*Aim of the task*. Restate word for word the lines that run from the one containing "fix: don't clobber" to the last line of the data, both ends included.

*Stored data*.
# # # #

PR #609, opened 2023-07-21
fix: don't clobber a Python exception on COPY FROM with QueryCanceled

### LINKED ISSUE #593: Getting the underlying exception in `copy()`
### Problem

# # # #

*Solution below*.
fix: don't clobber a Python exception on COPY FROM with QueryCanceled

### LINKED ISSUE #593: Getting the underlying exception in `copy()`
### Problem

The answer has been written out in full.